PR #873, opened 2019-06-03
Randomly play opening moves based on priors

Mardak:
r?@Tilps or @mooskagh Fixes #342 by adding selfplay `--random-opening-max-plies` that results in a random number of plies doing a single visit to randomly pick a move proportional to the (noised) priors while not saving training data for these early moves. Can also change `--random-opening-temperature` from 1.0 to larger/flatten or smaller/sharper priors.

Not explicitly mentioned in the issue but implemented here is the skipping of adjudication during this random opening to hopefully allow more opening diversity of positions that otherwise would have been overlooked if assuming opponent will play best move -> resign.

This doesn't change the existing default behavior of 0 prior-based random moves, but it allows the server to change it and even in addition to regular temperature settings.

If the game ends while playing randomly, it's treated like an abort.

This includes/supersedes #773 as I needed to move the `MakeMove` earlier anyway (but still after getting training data).

PR #1046, opened 2019-12-30
Fix training data for odd book lengths.

Tilps:


Mardak:
In https://github.com/LeelaChessZero/lc0/pull/873/files#diff-377454d6dc3a20d8aa99ca111e5cddaaR252 I had an unreviewed PR that just used `chunk.side_to_move` instead of initializing and flipping `black_to_move`

Tilps:
Confirmed via the new rescorer hack that with this change there are no games with win as loss/loss as win in the final ply - vs 20+% of games before change.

------

The whole listing above should be copied out exactly.

PR #873, opened 2019-06-03
Randomly play opening moves based on priors

Mardak:
r?@Tilps or @mooskagh Fixes #342 by adding selfplay `--random-opening-max-plies` that results in a random number of plies doing a single visit to randomly pick a move proportional to the (noised) priors while not saving training data for these early moves. Can also change `--random-opening-temperature` from 1.0 to larger/flatten or smaller/sharper priors.

Not explicitly mentioned in the issue but implemented here is the skipping of adjudication during this random opening to hopefully allow more opening diversity of positions that otherwise would have been overlooked if assuming opponent will play best move -> resign.

This doesn't change the existing default behavior of 0 prior-based random moves, but it allows the server to change it and even in addition to regular temperature settings.

If the game ends while playing randomly, it's treated like an abort.

This includes/supersedes #773 as I needed to move the `MakeMove` earlier anyway (but still after getting training data).

PR #1046, opened 2019-12-30
Fix training data for odd book lengths.

Tilps:


Mardak:
In https://github.com/LeelaChessZero/lc0/pull/873/files#diff-377454d6dc3a20d8aa99ca111e5cddaaR252 I had an unreviewed PR that just used `chunk.side_to_move` instead of initializing and flipping `black_to_move`

Tilps:
Confirmed via the new rescorer hack that with this change there are no games with win as loss/loss as win in the final ply - vs 20+% of games before change.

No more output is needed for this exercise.